▸ SUPPLIED RECORDS:
=== Begin Enclosure ===

PR #411, opened 2020-10-07
Skip tests that require cuDF/UCX-Py, when not installed

pentschev:


jakirkham:
Looks like `black` and `flake8` are failing

https://gpuci.gpuopenanalytics.com/blue/organizations/jenkins/rapidsai%2Fgpuci%2Fdask-cuda%2Fprb%2Fdask-cuda-style/detail/dask-cuda-style/588/pipeline

pentschev:
Pretty bizarre, I fixed some issues, but in the current build where style checking passed, formatting is still failing https://gpuci.gpuopenanalytics.com/job/rapidsai/job/gpuci/job/dask-cuda/job/prb/job/dask-cuda-style/589/display/redirect. What's even more bizarre is that my local black report is very different from that of CI, and flake8 reports nothing locally.

jakirkham:
We pin the `flake8` and `black` versions ( https://github.com/rapidsai/integration/pull/74 ). So it may be discrepancies between the latest versions and what we have pinned.

pentschev:
Aha! That makes so much more sense @jakirkham . I now fixed black formatting, but CI still complains about flake8, even though it doesn't tell us anything about the error, and locally I installed the same version as CI https://github.com/rapidsai/integration/pull/74/files#diff-16b61a6b2eb5b806543058cb7d3fca83R59 but don't see any errors.

One more interesting thing is isort complains about an error, and if you fix that, then black complains about that and fixes that, which in turn fails for isort. We really need to keep ordering consistent. :)

jakirkham:
Yeah I was running into an error like this before as well. Had opened PR ( https://github.com/rapidsai/dask-cuda/pull/350 ) to address it, but I don't think we settled on exactly how we want to resolve the conflict between these tools.

jakirkham:
rerun tests

jakirkham:
rerun tests

jakirkham (approved):

jakirkham:
Thanks Peter! 😄

PR #415, opened 2020-10-15
Fix typo in benchmark utils

manopapad:


quasiben (approved):
Thanks @manopapad ! This looks good to me.

pentschev:
I was taking a better look at this now, and it seems like `--single-node` is completely useless -- I think I added that but I now don't know why. I think the right thing to do is remove the following block entirely:

https://github.com/rapidsai/dask-cuda/blob/0411e3b1e5205cc6a2c2ceb3d2d90d03721cc58c/dask_cuda/benchmarks/utils.py#L74-L79

And then change the default of `--multi-node` to `store_false` in 

https://github.com/rapidsai/dask-cuda/blob/0411e3b1e5205cc6a2c2ceb3d2d90d03721cc58c/dask_cuda/benchmarks/utils.py#L82

Could you take care of that @manopapad ? If not, I can do that later.

manopapad:
#416 supersedes this!

PR #416, opened 2020-10-15
Fix typo in benchmark utils

quasiben:
@manopapad  it looked you branched from `main`.  I cherry picked the commit and applied it to branch-0.17 for a clean commit history 

Supersedes https://github.com/rapidsai/dask-cuda/pull/415/commits/

### DIFF
--- a/dask_cuda/benchmarks/utils.py
+++ b/dask_cuda/benchmarks/utils.py
@@ -73,7 +73,7 @@ def parse_benchmark_args(description="Generic dask-cuda Benchmark", args_list=[]
     )
     parser.add_argument(
         "--single-node",
-        action="store_true",
+        action="store_false",
         dest="multi_node",
         help="Runs a single-node cluster on the current host.",
     )
--- a/dask_cuda/benchmarks/utils.py
+++ b/dask_cuda/benchmarks/utils.py
@@ -72,12 +72,6 @@ def parse_benchmark_args(description="Generic dask-cuda Benchmark", args_list=[]
         "Ignored if protocol is 'tcp'",
     )
     parser.add_argument(
-        "--single-node",
-        action="store_false",
-        dest="multi_node",
-        help="Runs a single-node cluster on the current host.",
-    )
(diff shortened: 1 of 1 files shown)


pentschev:
Could you then do https://github.com/rapidsai/dask-cuda/pull/415#issuecomment-709320908 ?

quasiben:
> Could you then do #415 (comment) ?

Addressed in 44b8543

quasiben:
@pentschev when you have time can you give this another review ?

dask_cuda/benchmarks/utils.py
```diff
@@ -71,12 +71,6 @@ def parse_benchmark_args(description="Generic dask-cuda Benchmark", args_list=[]
...
     )
-    parser.add_argument(
-        "--single-node",
-        action="store_true",
-        dest="multi_node",
-        help="Runs a single-node cluster on the current host.",
-    )
     parser.add_argument(
         "--multi-node",
         action="store_true",
```
pentschev, line 76:
```suggestion
        action="store_false",
```

pentschev (changes requested):

pentschev:
@quasiben we want `--multi-node` to be `False` by default, added a suggestion above.

quasiben:
Dine

pentschev (approved):
Thanks @quasiben !

quasiben:
Wait, when `--multi-node` is not set it should be `False` in which case, I think we want `store_true`, right ?

pentschev:
> Wait, when `--multi-node` is not set it should be `False` in which case, I think we want `store_true`, right ?

Yes, you're right. I confused things with the whole `--enable-`/`--disable-` behavior. We do want to remove `--single-node` (and this is implicitly the default behavior), and have `--multi-node` set to `store_true`. Can you revert the latest commit?

quasiben:
Thanks for the confirmation.  Reverted the commit

pentschev:
Thanks @quasiben for noticing!

PR #419, opened 2020-10-19
More RMM options in benchmarks

quasiben:
`--no-rmm-pool` now disables the pool entirely
`--disable-rmm-pool` will reinitialize rmm, however, the pool allocator is false

These names are not great and I'd be happy to change them

### DIFF
--- a/dask_cuda/benchmarks/local_cudf_merge.py
+++ b/dask_cuda/benchmarks/local_cudf_merge.py
@@ -331,10 +331,10 @@ def parse_args():
                 "-c",
                 "--chunk-size",
             ],
-            "default": 40_000_000,
+            "default": 1_000_000,
             "metavar": "n",
             "type": int,
-            "help": "Chunk size (default 40_000_000)",
+            "help": "Chunk size (default 1_000_000)",
         },
         {
             "name": "--ignore-size",
--- a/dask_cuda/benchmarks/local_cudf_merge.py
+++ b/dask_cuda/benchmarks/local_cudf_merge.py
@@ -207,8 +207,9 @@ def main(args):
             client.run(setup_memory_pool, disable_pool=args.disable_rmm_pool)
             # Create an RMM pool on the scheduler due to occasional deserialization
             # of CUDA objects. May cause issues with InfiniBand otherwise.
-            client.run_on_scheduler(setup_memory_pool, 1e9,
-                    disable_pool=args.disable_rmm_pool)
+            client.run_on_scheduler(
+                setup_memory_pool, 1e9, disable_pool=args.disable_rmm_pool
+            )
 
     scheduler_workers = client.run_on_scheduler(get_scheduler_workers)
     n_workers = len(scheduler_workers)
@@ -236,7 +237,10 @@ def main(args):
         for (w1, w2), v in bandwidths.items()
     }
     total_nbytes = {
-        (scheduler_workers[w1].name, scheduler_workers[w2].name,): format_bytes(sum(nb))
+        (
+            scheduler_workers[w1].name,
+            scheduler_workers[w2].name,
+        ): format_bytes(sum(nb))
         for (w1, w2), nb in total_nbytes.items()
     }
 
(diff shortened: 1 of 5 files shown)


dask_cuda/benchmarks/local_cudf_merge.py
```diff
@@ -192,7 +192,7 @@ def main(args):
     if args.sched_addr:
         client = Client(args.sched_addr)
     else:
-        cluster = Cluster(*cluster_args, **cluster_kwargs)
+        cluster = Cluster(*cluster_args, **cluster_kwargs, rmm_pool_size="20GB")
```
pentschev, line 195: We shouldn't enforce some specific size, let's either allow the user to specify a size or use the default (half the GPU's total memory). This will immediately cause problems with 16GB GPUs, which are still very common.

dask_cuda/benchmarks/utils.py
```diff
@@ -183,6 +188,8 @@ def setup_memory_pool(pool_size=None, disable_pool=False):
     import rmm
 
     rmm.reinitialize(
-        pool_allocator=not disable_pool, devices=0, initial_pool_size=pool_size,
+        pool_allocator=not disable_pool,
+        devices=0,
+        initial_pool_size=pool_size,
```
pentschev, line 193: I think we should change `--disable-rmm-pool` to `--enable-rmm-pool`, and we can have it enabled by default. The disable behavior is confusing, as I think most people would expect it not to do anything. IOW, I would expect something like:

```python
if enable_rmm_pool:
    rmm.reinitialize(...)
```

pentschev (changes requested):

dask_cuda/benchmarks/local_cudf_merge.py
quasiben: That was a mistake .  I'll take that out

dask_cuda/benchmarks/utils.py
quasiben: Maybe we should take this out all together.  Who was using this feature ?  @madsbk or @rjzamora do you recall why this is here ?

pentschev: What feature are you talking about? Note that we have at least two different use cases:

1. Cluster created by the benchmark itself (with or without `--multi-node`): we want to set the pool;
1. Cluster started externally: we may _not_ want to set the pool.

Less important, that can be useful to test behavior if we think there may be an issue related to the pool.

quasiben: I'm talking about the flag which controls `pool_allocator=not disable_pool` .  When do we want rmm to be reinitialized without the pool ?  If we have the flag which controls the entire block of rmm I'm not sure we need the second flag

pentschev: In the current context, I don't think we should reinitialize unless we're setting a pool, thus the `if enable_rmm_pool` code above, we're not doing any modifications in that case so we don't need to reinitialize. Plus, we don't want to mess with the a cluster that's started externally, because of CUDA IPC not de-registering memory, we invalidate a cluster once we try to `rmm.reinitialize`, meaning the user would require to restart the cluster when running `local_cuda_merge.py` multiple times.

quasiben:
After chatting with @pentschev I removed the no-rmm-pool and now `disable-rmm-pool` will no longer result in a reinitialization of RMM.  Additionally, I added an option for defining the rmm pool size (default is 1/2 the GPU)

quasiben:
rerun tests

quasiben:
rerun tests

pentschev:
It all looks good to me, but the tests seem weird. I can't reproduce them locally, can you @quasiben ?

quasiben:
rerun tests

quasiben:
I can't reproduce locally either

quasiben:
rerun tests

quasiben:
rerun tests

quasiben:
@pentschev I think this can be merged in now.  The issue was that I changed the default chunk size.  Having reverted that commit, the CI now passes

pentschev:
I don't actually think this was the cause because what was failing was a test, not benchmarks. However, I agree we should merge this before something else breaks. Thanks @quasiben for working on it. :)

pentschev (approved):

Issue #403, opened 2020-09-30
[FEA] All to All Initialization


quasiben:
Awhile @kkraus14 and I were chatting about doing an all-to-all for ucx to establish various IPC handles as part of a warmup before a workflow.  With a bit of help from @jakirkham I think encoding something like the following in a function (dask_cuda.all_to_all(client)) would work (functional example below): 

```python
from itertools import combinations

from dask.distributed import Client, wait

def main():
    n_workers = 3
    client = Client(n_workers=n_workers)

    workers = list(client.scheduler_info()["workers"])
    futs = []
    for w in workers:
        bit_of_data = b"0" * 1
        data = client.map(lambda x: bit_of_data, range(1), pure=False, workers=[w])
        futs.append(data[0])

    wait(futs)

    # assert 1 key on each worker
    for w, keys in client.who_has().items():
        assert len(keys) == 1

    def f(x,y):
        pass

    new_futs = []
    for w in workers:
        for fut1, fut2 in combinations(futs, 2):
            data = client.submit(f, fut1, fut2, workers=[w], pure=False)
            new_futs.append(data)

    wait(new_futs)
    # delete noop funcs futures
    client.cancel(new_futs)

    # assert all to all has resulted in all data on every worker
    for key, w in client.has_what().items():
        assert len(w) == n_workers

if __name__ == "__main__":
    main()
```

Note we would need to replace `bit_of_data` with GPU data -- `cupy.arange(10)` or something smallish but larger thank 8192 bytes

pentschev:
This seems like a good idea, I would suggest this as an option rather than enforcing it on every start. Also note that we would have to check for rendezvous numbers instead of hardcoding 8192 as is the default in UCX-Py, see https://github.com/rapidsai/ucx-py/blob/branch-0.16/ucp/__init__.py#L31 .

quasiben:
Definitely an option!

jakirkham:
As to checking the rendezvous threshold, we should be able to just check `ucp.get_config()["RNDV_THRESH"]`, which gets the value that UCX itself is using.

PR #420, opened 2020-10-19
Add utility function to establish all-to-all connectivity upon request

quasiben:
resolves https://github.com/rapidsai/dask-cuda/issues/403

cc @pentschev

### DIFF
--- a/dask_cuda/benchmarks/local_cudf_merge.py
+++ b/dask_cuda/benchmarks/local_cudf_merge.py
@@ -212,7 +212,8 @@ def main(args):
     n_workers = len(scheduler_workers)
     client.wait_for_workers(n_workers)
 
-    all_to_all(client)
+    if not args.all_to_all:
+        all_to_all(client)
 
     took_list = []
     for _ in range(args.runs - 1):
--- a/dask_cuda/benchmarks/local_cudf_merge.py
+++ b/dask_cuda/benchmarks/local_cudf_merge.py
@@ -212,7 +212,7 @@ def main(args):
     n_workers = len(scheduler_workers)
     client.wait_for_workers(n_workers)
 
-    if not args.all_to_all:
+    if args.all_to_all:
         all_to_all(client)
 
     took_list = []
--- a/dask_cuda/benchmarks/local_cudf_merge.py
+++ b/dask_cuda/benchmarks/local_cudf_merge.py
@@ -10,6 +10,7 @@ from dask.distributed import Client, performance_report, wait
 from dask.utils import format_bytes, format_time, parse_bytes
 
 from dask_cuda import explicit_comms
+from dask_cuda.utils import all_to_all
 from dask_cuda.benchmarks.utils import (
     get_cluster_options,
     get_scheduler_workers,
@@ -167,7 +168,6 @@ def run(client, args, n_workers, write_profile=None):
     ).persist()
     wait(ddf_base)
     wait(ddf_other)
-    client.wait_for_workers(n_workers)
 
     assert len(ddf_base.dtypes) == 2
     assert len(ddf_other.dtypes) == 2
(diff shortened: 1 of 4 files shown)


dask_cuda/benchmarks/local_cudf_merge.py
```diff
@@ -210,6 +210,9 @@ def main(args):
 
     scheduler_workers = client.run_on_scheduler(get_scheduler_workers)
     n_workers = len(scheduler_workers)
+    client.wait_for_workers(n_workers)
+
+    all_to_all(client)
```
pentschev, line 215: Maybe we can add a flag to enable this? I would currently prefer it disabled by default, just to be closer to what's expected from a regular user's code today. Although, this may be a fix to the issue that @quasiben and I were debugging today, still to be confirmed.

dask_cuda/utils.py
```diff
@@ -357,3 +362,38 @@ def wait_workers(
...
+    for w in workers:
+        for fut1, fut2 in combinations(futs, 2):
+            data = client.submit(f, fut1, fut2, workers=[w], pure=False)
+            new_futs.append(data)
+
+    await wait(new_futs)
+
+    if cleanup:
+        await client.cancel(futs)
+        await client.cancel(new_futs)
```
pentschev, line 393: I don't think I understand this, what's it useful for and when would you use `cleanup=False`?

quasiben: verifying in a test -- I can take it out if you don't want it

quasiben:
@manopapad I am seeing some success with this PR for cleaning up the first pass of the benchmark in both the lab and Prom.  If you have a minute can you test ?

dask_cuda/utils.py
pentschev: I would be in favor of a cleaner function, which in a few months will just be some mysterious code that will be difficult to remember. However, if that's important for the test, it would be great to at least document what it does.

dask_cuda/utils.py
```diff
@@ -357,3 +362,38 @@ def wait_workers(
...
+    await wait(futs)
+
+    def f(x, y):
+        pass
+
+    new_futs = []
+    for w in workers:
+        for fut1, fut2 in combinations(futs, 2):
+            data = client.submit(f, fut1, fut2, workers=[w], pure=False)
+            new_futs.append(data)
```
manopapad, line 387: What this seems to be doing is: for each worker `A`, for each pair of workers `(B,C)`, pull data from `B` and `C` and combine them on `A`, i.e. `O(n_workers^3)` operations. If the goal is simply to "prime" each worker-to-worker connection with a small message, then I believe it would be sufficient to do the following, which only does `O(n_workers^2)` operations:

```
def f(x):
    pass

new_futs = []
for w in workers:
    for data_in in futs:
        data_out = client.submit(f, data_in, workers=[w], pure=False)
        new_futs.append(data_out)
```

manopapad:
With this PR the `local_cudf_merge.py` benchmark no longer throws the "comm closed" error for me on prom.

pentschev:
It seems good that this makes the errors go away, I think this should still not be necessary to prevent those errors from happening, and we probably still have a bug elsewhere.

pentschev:
I was able to identify that distributed 2.22 works and this error first shows up in 2.23. After doing a bisect, I narrowed the source of the problem to https://github.com/dask/distributed/pull/4019 , but I'm still not certain of what in that PR is responsible for the errors.

dask_cuda/utils.py
quasiben: Addressed in 381f863 .  Thanks @manopapad

quasiben:
@pentschev I think this one is ready to go for another round of reviews when you have a moment

quasiben:
rerun tests

pentschev (approved):
LGTM, thanks @quasiben for working on this!

PR #428, opened 2020-10-27
Add support for connecting a CUDAWorker to a cluster object

jacobtomlinson:
While working on remote clusters like in Dask Cloudprovider or Dask Kubernetes it became apparent that you may end up wasting the local GPU.

For instance if I launch a GPU cluster on AWS from a GPU session in Sagemaker the Sagemaker GPU is not part of the cluster.

```python
from dask_cloudprovider import EC2Cluster
from dask.distributed import Client

cluster = EC2Cluster(**gpu_kwargs)
client = Client(cluster)  # Cluster with remote GPUs
```

This PR makes it possible to include the local GPU in the cluster in the same way you would connect a client.

```python
from dask_cloudprovider import EC2Cluster
from dask.distributed import Client
from dask_cuda import CUDAWorker

cluster = EC2Cluster(**gpu_kwargs)
local_worker = CUDAWorker(cluster)
client = Client(cluster)  # Cluster with remote GPUs and local GPU
```

### DIFF
--- a/dask_cuda/local_cuda_cluster.py
+++ b/dask_cuda/local_cuda_cluster.py
@@ -162,8 +162,10 @@ class LocalCUDACluster(LocalCluster):
         CUDA_VISIBLE_DEVICES = list(map(int, CUDA_VISIBLE_DEVICES))
         if n_workers is None:
             n_workers = len(CUDA_VISIBLE_DEVICES)
+        if n_workers < 1:
+            raise RuntimeError("Number of workers cannot be less than 1.")
         self.host_memory_limit = parse_memory_limit(
-            memory_limit, threads_per_worker, n_workers or 1
+            memory_limit, threads_per_worker, n_workers
         )
         self.device_memory_limit = device_memory_limit
 
@@ -283,9 +285,7 @@ class LocalCUDACluster(LocalCluster):
         visible_devices = cuda_visible_devices(worker_count, self.cuda_visible_devices)
         spec["options"].update(
             {
-                "env": {
-                    "CUDA_VISIBLE_DEVICES": visible_devices,
-                },
+                "env": {"CUDA_VISIBLE_DEVICES": visible_devices,},
                 "plugins": {
                     CPUAffinity(get_cpu_affinity(worker_count)),
                     RMMSetup(self.rmm_pool_size, self.rmm_managed_memory),
--- a/dask_cuda/local_cuda_cluster.py
+++ b/dask_cuda/local_cuda_cluster.py
@@ -163,7 +163,7 @@ class LocalCUDACluster(LocalCluster):
         if n_workers is None:
             n_workers = len(CUDA_VISIBLE_DEVICES)
         self.host_memory_limit = parse_memory_limit(
-            memory_limit, threads_per_worker, n_workers
+            memory_limit, threads_per_worker, n_workers or 1
         )
         self.device_memory_limit = device_memory_limit
 
@@ -283,7 +283,9 @@ class LocalCUDACluster(LocalCluster):
         visible_devices = cuda_visible_devices(worker_count, self.cuda_visible_devices)
         spec["options"].update(
             {
-                "env": {"CUDA_VISIBLE_DEVICES": visible_devices,},
+                "env": {
+                    "CUDA_VISIBLE_DEVICES": visible_devices,
+                },
                 "plugins": {
                     CPUAffinity(get_cpu_affinity(worker_count)),
                     RMMSetup(self.rmm_pool_size, self.rmm_managed_memory),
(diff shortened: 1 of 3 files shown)


dask_cuda/local_cuda_cluster.py
```diff
@@ -163,7 +163,7 @@ def __init__(
         if n_workers is None:
             n_workers = len(CUDA_VISIBLE_DEVICES)
         self.host_memory_limit = parse_memory_limit(
-            memory_limit, threads_per_worker, n_workers
+            memory_limit, threads_per_worker, n_workers or 1
```
jacobtomlinson, line 166: This is just to avoid a divide by zero error when creating `LocalCUDACluster` with `n_workers=0`. Which is probably a rare situation.

jacobtomlinson:
I wonder if we should also detect some of the arguments from the cluster object and pass them on to the worker. Perhaps @pentschev has thoughts?

dask_cuda/local_cuda_cluster.py
pentschev: Makes sense to me, I still don't understand why would anyone startup a `LocalCUDACluster` with 0 workers though, is there more to it besides your test case? If you're only creating the cluster for the scheduler, wouldn't it make more sense to test creating a scheduler and then a worker instead of `LocalCUDACluster` with 0 workers?

pentschev:
> I wonder if we should also detect some of the arguments from the cluster object and pass them on to the worker. Perhaps @pentschev has thoughts?

I'm not sure about this either, and to be fair, I also don't see anybody instantiating `CUDAWorker` directly, so I'm not sure if something may break, although the specialized use cases are often created given constructor arguments, such as [CPU affinity and RMM](https://github.com/rapidsai/dask-cuda/blob/fee2eee39dee88c2fdc55d6d339872a33ba257c5/dask_cuda/cuda_worker.py#L195-L198), [UCX configs](https://github.com/rapidsai/dask-cuda/blob/fee2eee39dee88c2fdc55d6d339872a33ba257c5/dask_cuda/cuda_worker.py#L201-L210) and [`DeviceHostFile` for device spilling](https://github.com/rapidsai/dask-cuda/blob/fee2eee39dee88c2fdc55d6d339872a33ba257c5/dask_cuda/cuda_worker.py#L211-L223).

dask_cuda/local_cuda_cluster.py
jacobtomlinson: Yeah I don't see this happening except for my test case.

pentschev: Sorry @jacobtomlinson , probably my fault this has stalled, but after taking another look at it, maybe we should change to `n_workers=1` in the test, and then `await client.wait_for_workers(2)`, rather than leaving room for users referring to an unsupported behavior. As a bonus, we could check and error when `n_workers < 1`. What do you think?

jacobtomlinson: Thanks @pentschev that sounds reasonable.

Updated to reflect this.

dask_cuda/local_cuda_cluster.py
```diff
@@ -162,6 +162,8 @@ def __init__(
         CUDA_VISIBLE_DEVICES = list(map(int, CUDA_VISIBLE_DEVICES))
         if n_workers is None:
             n_workers = len(CUDA_VISIBLE_DEVICES)
+        if n_workers < 1:
+            raise RuntimeError("Number of workers cannot be less than 1.")
```
pentschev, line 166:
```suggestion
            raise ValueError("Number of workers cannot be less than 1.")
```

pentschev: I think `ValueError` is a more appropriate exception here.

dask_cuda/tests/test_local_cuda_cluster.py
```diff
@@ -146,3 +146,15 @@ async def test_rmm_managed():
...
+
+
+@gen_test(timeout=20)
+async def test_cluster_worker():
+    async with LocalCUDACluster(
+        scheduler_port=0, asynchronous=True, device_memory_limit=1, n_workers=1,
+    ) as cluster:
+        assert len(cluster.workers) == 1
+        async with Client(cluster, asynchronous=True) as client:
+            new_worker = CUDAWorker(cluster)
```
pentschev, line 158:
```suggestion
            new_worker = CUDAWorker(cluster)
            await new_worker
```

pentschev: I think this should solve the failure.

pentschev (changes requested):
Thanks @jacobtomlinson , I posted a couple of comments, one of them will probably resolve the failing test.

pentschev:
Thanks @jacobtomlinson , does this need to be in 0.17 or can we retarget it to 0.18?

jacobtomlinson:
No rush here. Happy to retarget.

pentschev (approved):
Thanks for confirming, I retargeted it and all looks good to me, thanks Jacob!

jakirkham:
Thanks Jacob for working on this and Peter for reviewing! 😄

=== End Enclosure ===

▸ TASK INSTRUCTIONS:
Report only how many lines of the listing hold the word "keys".

▸ SOLVED PROBLEM:
2